Bares defendem “fumódromos”
O presidente-executivo da Associação Brasileira de Bares e Restaurantes no Paraná (Abrasel-PR), Luciano Bartolomeu, afirma que, ao contrário do que era esperado, as casas noturnas não perderam movimento desde a promulgação da legislação. “Antes, as placas de área para não fumantes não eram respeitadas. Agora, é possível ir a uma casa noturna e voltar sem o cheiro de cigarro”, diz. Entretanto, Bartolomeu afirma que 35% dos clientes fumam e se sentem desrespeitados pela lei, segundo pesquisa interna da instituição. “A lei foi boa, mas acabou discriminando os fumantes porque não existe local apropriado.
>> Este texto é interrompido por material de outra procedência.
PR #1174, opened 2020-04-01
Add provide entry to cosmos override function

### LINKED ISSUE #1173: Unable to set/append entry on webpack config override
### What's wrong?

I'm looking to add some tweaks to the cosmos playground welcome page. I can't do this because the `entry` override gets removed instead of merged.

### Steps to reproduce

1. Create an cosmos.overrides.js
2. Set an entry value (array, object, string)
3. Run a cosmos build

### Suggestions

It would be great if the full cosmos webpack config was provided to the override function rather than a partial one. [Here](https://github.com/react-cosmos/react-cosmos/blob/master/packages/react-cosmos/src/plugins/webpack/webpackConfig/export.ts#L24) is where the entry property is overriding the user-specified overrides.

andyrichardson:
## About
FIx #1173 

Allows users to add additional scripts to cosmos playground.

### DIFF
--- a/packages/react-cosmos/src/plugins/webpack/webpackConfig/default.ts
+++ b/packages/react-cosmos/src/plugins/webpack/webpackConfig/default.ts
@@ -1,7 +1,7 @@
 import resolveFrom from 'resolve-from';
 import webpack from 'webpack';
 import { RENDERER_FILENAME } from '../../../shared/playgroundHtml';
-import { getNodeEnv } from './shared';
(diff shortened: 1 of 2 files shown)


skidding:
See https://github.com/react-cosmos/react-cosmos/issues/1173#issuecomment-607167959. `globalImports` might be want you need.

andyrichardson:
Closing as it sounds like this change wouldn't apply to the react-cosmos playground

PR #1190, opened 2020-04-26
Correct direction in FixtureName

mrm007:
With original `direction: rtl`:

image

Notice how it's not visible when the fixture name doesn't contain a `>`:
image

With patch:

image

### DIFF
--- a/packages/react-cosmos-playground2/src/plugins/Root/RendererHeader.tsx
+++ b/packages/react-cosmos-playground2/src/plugins/Root/RendererHeader.tsx
@@ -168,5 +168,4 @@ const FixtureName = styled.div`
   white-space: nowrap;
   text-overflow: ellipsis;
   overflow: hidden;
-  direction: rtl;
 `;


skidding:
I set the direction right-to-left on purpose, because on small screens I think it's more important to see the last part. For example, I think "...Icon clickable" is more useful than "public Icon...", since you have more fixtures that start with "public Icon".

Something doesn't seem right in your examples, though.
1. If the text is truncated, it should have ellipsis on one side "...".
2. It seems like you have enough space to show the entire fixture name
3. Why would the last `>` char become the first `<` char :|

Is your repo public, or can you share a small setup I can investigate? Thanks!

mrm007:
There is no truncation. The fixture name is `<default>`. This was done so it shows up first in the list. You can test the bug yourself by creating a fixture named `<default>`.

mrm007:
> Why would the last `>` char become the first `<` char :|

Because `direction: rtl` is set on the element. See this thread for more info: https://lists.freedesktop.org/archives/libreoffice/2012-March/028506.html (and the [attachment] mentioned).

[attachment]: http://lists.freedesktop.org/archives/libreoffice/attachments/20120319/a6153586/attachment-0001.png

skidding:
> Because `direction: rtl` is set on the element...

Every day I learn something new :). Thanks for sharing.

> If you think this isn't a bug feel free to close the PR. `[default]` as the fixture name also works for me.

Já que o país não proíbe a venda do cigarro, nós defendemos a liberação dos ‘fumódromos’ como solução”, argumenta. Conforme Bartolomeu, uma ação proposta pela Abrasel-PR para liberar a instalação dos “fumódromos” está no Supremo Tribunal Federal (STF).
Ao completar um ano, a Lei Antifumo entra agora na segunda fase de instalação, de acordo com a Secretaria de Saúde de Curitiba. Segundo o diretor do Centro de Saúde Ambiental, Sezifredo Paz, o primeiro momento de consolidação da norma já foi ultrapassado. “Os proprietários se preocuparam com a lei e os fumantes passaram pela fase inicial de adaptação. Agora, estamos em uma fase de sustentabilidade, pela própria consciência adquirida pela população”, afirma.
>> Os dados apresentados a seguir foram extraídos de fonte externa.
PR #1219, opened 2020-06-14
Options to enable HTTPS server mode for cosmos-server

### LINKED ISSUE #1218: Can I use https with own certs for Cosmos server?
Not found this feature in manual. I can switch port but seems there is no option to enable https for server. Or I missed something?

avin:
Fixes #1218

It can work with custom cert+key files or generate them automatically if there are no any provided.

Valid configs:
```
{
  "https": true
}
```
or
```
{
  "https": true,
  "httpsOptions": {
    "key": "cert/server.key",
    "cert": "cert/server.crt"
  }
}

### DIFF
--- a/packages/react-cosmos/src/config/createCosmosConfig.ts
+++ b/packages/react-cosmos/src/config/createCosmosConfig.ts
@@ -12,8 +12,7 @@ export function createCosmosConfig(
     rootDir,
     exportPath: getExportPath(cosmosConfigInput, rootDir),
     staticPath: getStaticPath(cosmosConfigInput, rootDir),
-    httpsKeyPath: getHttpsKeyPath(cosmosConfigInput, rootDir),
-    httpsCertPath: getHttpsCertPath(cosmosConfigInput, rootDir),
+    httpsOptions: getHttpsOptions(cosmosConfigInput, rootDir),
     publicUrl: getPublicUrl(cosmosConfigInput),
     fixturesDir: getFixturesDir(cosmosConfigInput),
     fixtureFileSuffix: getFixtureFileSuffix(cosmosConfigInput),
@@ -36,20 +35,20 @@ function getStaticPath(cosmosConfigInput: CosmosConfigInput, rootDir: string) {
   return staticPath && path.resolve(rootDir, staticPath);
 }
 
-function getHttpsKeyPath(
+function getHttpsOptions(
   cosmosConfigInput: CosmosConfigInput,
   rootDir: string
 ) {
-  const httpsKeyPath = cosmosConfigInput?.httpsOptions?.keyPath;
-  return httpsKeyPath && path.resolve(rootDir, httpsKeyPath);
-}
-
-function getHttpsCertPath(
-  cosmosConfigInput: CosmosConfigInput,
-  rootDir: string
-) {
-  const httpsCertPath = cosmosConfigInput.httpsOptions?.certPath;
-  return httpsCertPath && path.resolve(rootDir, httpsCertPath);
+  if (
+    cosmosConfigInput.httpsOptions?.keyPath &&
+    cosmosConfigInput.httpsOptions?.certPath
+  ) {
+    return {
+      keyPath: path.resolve(rootDir, cosmosConfigInput.httpsOptions.keyPath),
+      certPath: path.resolve(rootDir, cosmosConfigInput.httpsOptions.certPath),
+    };
+  }
+  return null;
 }
 
 function getPublicUrl({ publicUrl = '/' }: CosmosConfigInput) {
--- a/packages/react-cosmos/src/config/createCosmosConfig.ts
+++ b/packages/react-cosmos/src/config/createCosmosConfig.ts
@@ -12,6 +12,8 @@ export function createCosmosConfig(
     rootDir,
     exportPath: getExportPath(cosmosConfigInput, rootDir),
     staticPath: getStaticPath(cosmosConfigInput, rootDir),
+    httpsKeyPath: getHttpsKeyPath(cosmosConfigInput, rootDir),
+    httpsCertPath: getHttpsCertPath(cosmosConfigInput, rootDir),
     publicUrl: getPublicUrl(cosmosConfigInput),
     fixturesDir: getFixturesDir(cosmosConfigInput),
     fixtureFileSuffix: getFixtureFileSuffix(cosmosConfigInput),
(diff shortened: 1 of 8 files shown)

### CODE REVIEW

File: packages/react-cosmos/src/config/shared.ts [hunk 1]
```diff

Apesar da satisfação com os números, Paz garante que as fiscalizações e orientações seguem ocorrendo. “O resultado é fruto da estratégia. Fizemos trabalho de formação e orientação, mobilizando os segmentos em que haveria impacto. Agora, vamos continuar com essa linha de trabalho”, diz. Ele também ressalta a importância da lei na promoção da saúde, uma das recomendações da Organização Mundial de Saúde (OMS) em razão do risco que o cigarro traz aos cidadãos.
Serviço:
Frequentadores de casas noturnas podem denunciar estabelecimentos que desrespeitam a Lei Antifumo por meio dos telefones 156 ou 0800-6440041.
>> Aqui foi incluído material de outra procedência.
PR #1246, opened 2020-08-07
docs: updated nextjs instructions

frankandrobot:
As discussed in issue, added missing 'babel-loader' dep

### DIFF
--- a/docs/README.md
+++ b/docs/README.md
@@ -494,7 +494,7 @@ module.exports = overrides.webpack(config, process.env.NODE_ENV);
 
 ## Next.js
 
-- Install `html-webpack-plugin` as a dev dependency.
+- Install `html-webpack-plugin` and `babel-loader` as a dev dependency.
 - Override the React Cosmos webpack config with `ProvidePlugin` to support JSX without importing React.
 - Set `staticPath` to `public` to load static assets inside React Cosmos.
 


docs/README.md
```diff
@@ -494,7 +494,7 @@ module.exports = overrides.webpack(config, process.env.NODE_ENV);
 
 ## Next.js
 
-- Install `html-webpack-plugin` as a dev dependency.
+- Install `html-webpack-plugin` and `babel-loader` as a dev dependency.
 - Override the React Cosmos webpack config with `ProvidePlugin` to support JSX without importing React.
```
frankandrobot, line 498: nit: in all my nextjs projects, we do *not* import React. I think this may be optional. Reword to the following?

```
- If your project is configured to support JSX without importing React, then override the `ProvidePlugin`.
```

skidding: Feel free to improve this part too, but I don't quite get the second part, which is "then override the `ProvidePlugin" – Do you think Next devs will know what to do with this info?

Initially Cosmos works with Next without providing any webpack config/override, but if you want ProvidePlugin, you need to create a webpack override file for Cosmos and manually add ProvidePlugin to the existing list of plugins. An example for this is included right below these instructions, so maybe it would be enough to add "(see example below)" at the end of this particular instruction.

I'm open to more suggestions. Thanks!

Garçons já não fumam sete cigarros por noite
Trabalhadores de casas noturnas, bares e restaurantes, como garçons, barmens e promotores, são os maiores beneficiados pela Lei Antifumo. De acordo com João Adriano de Barros, professor da Universidade Federal do Paraná e membro das Sociedades Brasileira e Paranaense de Pneumologia e Tisiologia, estudos comprovam que um garçom fumava passivamente sete cigarros por noite antes de a legislação entrar em vigor – é possível medir o nível de nicotina por meio da urina. “Para os indivíduos que ficam muito tempo nesses ambientes, há diminuição da chance de desenvolver bronquite crônica ou enfisema pulmonar”, explica.
Para os frequentadores, o pneumologista esclarece que pessoas com alergias, como asma ou rinite, deixam de ser agredidas pelo cigarro. “Uma parcela considerável da população está nessa situação. Cerca de 10% apresentam asma e 30% rinite”, diz. Barros argumenta que a concentração da fumaça de cigarro nos ambientes também diminui a imunidade, aumentando o desenvolvimento de processos infecciosos, como resfriados e gripes.